We know very little about the immigrants in our midst, she said. There is very limited knowledge of how long they stay, where they work, the flow and scale of migrant movements, or the health, housing and familial problems they face. The issue is driven by economics. Bureaucratically, it is highly discretionary, with very few rights for family life extended. There are many anomalies, delays and refusals for migrant workers and asylum seekers alike, with an unpredictable and arbitrary appeals system. Official attitudes assume the process is temporary, will go away and that discretionary control over it should be maximised.

These issues demand more public debate, and the level of public fear and concern should not be underestimated. An Irish Times TNS/mrbi poll in January last found 78 per cent of people wanted to reintroduce work permits for the 10 accession states. And although the trade unions have embraced an egalitarian agenda of solidarity and common rights, buttressed by the partnership deal, there is a reluctance to see further rights extended until regulatory controls to protect against displacement and exploitation are put in place. Should there be an economic downturn, especially in the construction industry, there could be much more public resentment of immigration if employers selectively dismiss better organised and paid Irish workers.

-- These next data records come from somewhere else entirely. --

PR #1706, opened 2018-01-17
[WIP - Don't merge yet] Fixed RFAIs that reference Form 1

patphongs:
## Summary

- Addresses https://github.com/18F/fec-cms/issues/1663
_RFAI's that reference a statement of organization, also known as `RQ2`, was not showing in the filings table. The problem was that nulls were being filtered out from the regularly filed reports. Now that null values are shown, we can now see all the RFAI's within the Regularly filed reports section of the committee's filing tab_

**Note:** It was requested that we group the RFAIs that reference form 1 with the statement of organization. However, after reviewing the code, it is a lot more difficult to implement this given the current abilities of our API. A possible easier solution would be to refactor the RFAIs to their own section that is separate from the Regularly filed reports section.  

-  Committee's filing tab

## Screenshots
Below is an example with all the RFAIs shown for committee ID C00637983
screen shot 2018-01-17 at 3 08 57 pm

### DIFF
--- a/fec/fec/static/js/pages/committee-single.js
+++ b/fec/fec/static/js/pages/committee-single.js
@@ -570,7 +570,8 @@ $(document).ready(function() {
           path: ['committee', committeeId, 'filings'],
           query: _.extend({
             form_type: ['F3', 'F3X', 'F3P', 'F3L', 'F4', 'F7', 'F13', 'RFAI'],
-            sort: ['-coverage_end_date', 'report_type_full', '-beginning_image_number']
+            sort: ['-coverage_end_date', 'report_type_full', '-beginning_image_number'],
+            sort_hide_null: ['false']
           }, query),
           callbacks: {
             afterRender: filings.renderModal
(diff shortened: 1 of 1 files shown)


bmathesonFEC:
@patphongs Just to confirm, there's no way to select a NULL or NA value? Similarly, is there no way to exclude (<>) criteria in an API call, right?  I'm asking because I think this could get us the results we need:
(form_type = F1 OR form_type = RFAI) AND report_type = NA

(Sorry to ask questions you've probably already asked and answered)

patphongs:
@bmathesonFEC Good question! We can show nulls, however, there's no way to show nulls of only a specific form_type or report_type right now. The easiest way would be for the data to be cleaned up. Right now any `request_type = RQ1` has a null `form_type`. If we can populate the `form_type` for RQ1's to be form_type=F1, then the Form 1 RFAIs will show up. Still trying to see how the form_type gets populated, as RQ2s seem to have a form type, just not RQ1s.

patphongs:
Closing this issue, exclude logic has been added to the API capabilities and this PR is now old and was replaced by this PR: https://github.com/fecgov/fec-cms/pull/1835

The IOM report asks: "Does Ireland want to become a 'country of immigrants' with permanent resident status, a country of 'guest workers' with temporary work and residence permits, or a mixture of both?" Over the longer term, how should citizenship rights be adjusted to these new demographic realities? We are not alone in facing these questions, of course. This year Peter Sutherland, the United Nations special representative for migration appointed by Kofi Annan, has been gathering material on the subject from all over the world. He told a meeting of the Irish Netherlands business association in Amsterdam this week that Ireland has coped well with immigration, including the change it poses for a homogeneous nationalism unused to a multicultural element.

He regards migration as the key international question for this century. The macro figures put the issue in context. Over the last 15 years the numbers of international migrants, including refugees, has increased from 155 million to 191 million, about 3 per cent of the world population. Were they in one country, it would be the seventh largest. Historically, the flow of people has not reached the scale of that from Europe and elsewhere in 1860-1914. National and border controls were invented to deal with that flow, it should be recalled. Remittances sent back home are reckoned at an annual $167 billion, a sum which dwarfs development aid. In China remittances sent home from the 200 million workers working in the east (the largest contemporary flow of migration) make up 60 per cent of rural income.

Sutherland notes that Spain, South Korea and Ireland were associated with emigration 40-50 years ago and are now attracting immigration because of their new prosperity. The two phenomena are closely associated, since it is natural that migrants are attracted to buoyant economies. It is also true that at a certain stage absorption problems arise because of cultural and infrastructural ill-preparedness. Comparative figures suggest that these arise when 10 per cent of populations are foreign-born.

The figure in the US is 13 per cent at present, as high as 1913. There is a running tension between the economics and politics of migration; but it is not a zero-sum game, since the benefits outweigh the difficulties if integration is properly managed.